China Loosens Grip on Gold, Shanghai Exchange Ready
October 28, 2002
By Kathleen Kearney
HONG KONG, (Reuters) - China formally launches trading in physical gold on the Shanghai Gold Exchange on Wednesday, a long-awaited move and a significant milestone in liberalisation of precious metals trading and reform of its financial markets.
The opening of the exchange will be the first big step on the road to ending more than 50 years of absolute control over gold trading in China by the central bank. It will be the second exchange in the world to trade only physical gold.
The other is Turkey's Grand Bazaar in Istanbul, where physical gold is sought as a hard currency in the hectic world of Middle East trade.
The China Foreign Exchange Trade System Building, the gold exchange's first home, will serve one of the five largest gold producers in the world. Membership is initially limited to 108 domestic entities, Yin Po, an exchange official told Reuters.
About a quarter of members are from the gold mining industry, 56 percent are end-users including jewellery makers, and 12 percent are banks and other financial institutions, Yin said.
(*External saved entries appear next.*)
PR #675, opened 2026-02-11
feat: add --service-tier-dist for per-request service_tier distribution

ajcasagrande:
Allows users to specify a distribution of service_tier values (e.g. `default:50;flex:30;priority:20`) that get sampled per turn and sent in OpenAI chat/completions payloads. The response service_tier is extracted into record metadata for downstream analysis.

## Summary by CodeRabbit

* **New Features**
  * Added a CLI option to specify a distribution of service tiers for API requests (format: tier:percentage;tier:percentage).
  * Service tier is now sent with requests when present and captured in response metrics.

* **Validation**
  * CLI option is disallowed alongside explicit per-request service_tier and restricted to chat/completions endpoints.

* **Tests**
  * Added unit and endpoint tests covering distribution parsing, sampling, payloads, and response extraction.

* **Documentation**
  * CLI docs updated with the new option and usage examples.

### DIFF
--- a/docs/cli_options.md
+++ b/docs/cli_options.md
@@ -250,7 +250,7 @@ Specify service level objectives (SLOs) for goodput as space-separated 'KEY:VALU
 
 #### `--service-tier-dist` `<str>`
 
-Distribution of service_tier values for OpenAI API requests. Format: `tier:prob;tier:prob` (percentages 0-100 that must sum to 100). Example: `default:50;flex:30;priority:20`. Valid tiers: auto, default, flex, scale, priority.
+Distribution of service_tier values for OpenAI API requests. Format: `tier:prob;tier:prob` (percentages 0-100 that must sum to 100). Example: `default:50;flex:30;priority:20`. Common tiers: auto, default, flex, scale, priority.
 
 ### Audio Input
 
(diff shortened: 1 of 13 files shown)


docs/cli_options.md
matthewkotila, line 1: Regarding multi-turn: does anyone switch service tiers mid-conversation?

I would think not, in which case sampling per-conversation seems to make more sense than per-turn.

Thoughts?

src/aiperf/dataset/composer/base.py
```diff
@@ -140,6 +143,9 @@ def _finalize_turn(self, turn: Turn) -> None:
         turn.model = self._select_model_name()
         self._set_max_tokens(turn)
 
+        if self._service_tier_distribution is not None:
+            turn.service_tier = self._service_tier_distribution.sample()
```
dynamo-ops, line 147: Sampling `service_tier` during dataset finalization makes the distribution apply per dataset turn instead of per issued request, so reused conversation templates will keep the same tier and public datasets bypass this path entirely. Fix: sample the configured distribution in the request/endpoint path for each request, or otherwise finalize all dataset sources and resample on each runtime session.

PR #683, opened 2026-02-12
fix(tests): prevent recursion in TimeTraveler when looptime is disabled

ajcasagrande:
When looptime is disabled during fixture setup/teardown, loop.time() falls through to BaseEventLoop.time() which calls time.monotonic(). Since TimeTraveler patches time.monotonic() to call loop.time(), this creates infinite recursion that manifests as RecursionError on Python 3.13 CI with deeper call stacks from pytest-xdist.

## Summary by CodeRabbit

* **Bug Fixes**
  * Fixed potential infinite recursion issue in time handling when looptime is disabled.

### DIFF
--- a/tests/harness/time_traveler.py
+++ b/tests/harness/time_traveler.py
@@ -62,9 +62,17 @@ class TimeTraveler:
         self.patch_sleep = patch_sleep
 
     def _get_loop_time_ns(self) -> int:
-        """Get event loop's virtual time in nanoseconds."""
+        """Get event loop's virtual time in nanoseconds.
+
+        When looptime is disabled (e.g. during fixture setup/teardown),
+        we must NOT call loop.time() because BaseEventLoop.time() calls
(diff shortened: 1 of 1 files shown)


tests/harness/time_traveler.py
```diff
@@ -62,9 +62,17 @@ def __init__(self, patch_sleep: bool = True):
...
+        """Get event loop's virtual time in nanoseconds.
+
+        When looptime is disabled (e.g. during fixture setup/teardown),
+        we must NOT call loop.time() because BaseEventLoop.time() calls
+        time.monotonic(), which we've patched to call loop.time() again,
+        creating infinite recursion.
+        """
         try:
             loop = asyncio.get_running_loop()
+            if hasattr(loop, "looptime_on") and not loop.looptime_on:
```
matthewkotila, line 74: loop this... loop that...

gif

Gold refineries and coin minters make up the remainder.
These members signed up nearly one year ago and have been conducting simulated trading since November 28 last year.
Trading will initially be limited to three or four types of physical gold and settlement permitted only in physical gold.
The exchange is also permitted to trade physical silver and platinum, and those products may be offered once smooth gold trading is established, Yin said.
PBOC'S ROLE
On Wednesday, the People's Bank of China (PBOC) will give up its role as the sole fixer of the domestic gold price. The PBOC used to set the domestic price of gold at irregular intervals.
Then, ahead of the gold market opening, it began to set the domestic buying and selling prices at weekly fixings every Monday since June 2001. It also made some unscheduled fixings.
Now the exchange will be taking over the price discovery role and the nation's gold industry will be thrown from its cozy protected world, where all output was sold to the central bank at a fixed price, into the cut-throat world of efficient markets.
"The opening of the gold exchange will enable China to keep its gold price closer to the international price," said Chen Shufang, analyst at Antaike Information Development Co Ltd.
"For producers, they will be taking on greater risk if they cannot adjust, but there will be benefits for those that can correctly judge the gold price trend," Chen said.
The central bank is thought to have set aside a portion of its 456 tonnes of gold reserves to stabilise the market in times of great volatility and uncertainty, said one Hong Kong banker.
China produces about 180 tonnes of gold a year, chiefly from mines in the northeast and northwest of the country. The country's mines will now sell their output on the exchange and not directly to the PBOC as stipulated previously by law.
PROBLEM AREAS
Over the past year or more, the gold industry has struggled with several thorny issues, including the need for hedging by the designated settlement banks and whether to exact the nation's ubiquitous value-added tax on gold transactions.
The VAT has been waived. But settlement banks, Industrial and Commercial Bank of China (ICBC), Construction Bank of China, the Bank of China and Agriculture Bank will initially not be allowed to hedge their exposure on overseas markets.
"Transactions will only be among (exchange) members and so there is no big need for hedging or arbitrage," said Jason Wong, senior manager and head of bullion at Bank of China Hong Kong.
Market-making on the new exchange will be done by the commercial bank members, while the PBOC will stand ready to step in if and when the market becomes too volatile, Yin said.
Gold's value as a reserve currency or asset of central banks, and as an investment vehicle for others, has diminished over the years, but it still has a role to play and this small opening of the gold market may carry some risks for the yuan currency.
Businesses, investors and individuals may choose to buy gold -- and thereby sell yuan -- if they believe a devaluation or depreciation in the yuan currency is on the way.
Hong Kong's gold traders have forecast China's gold demand could soar to 500 tonnes from the current 200 tonnes as a result of such safe-haven buying.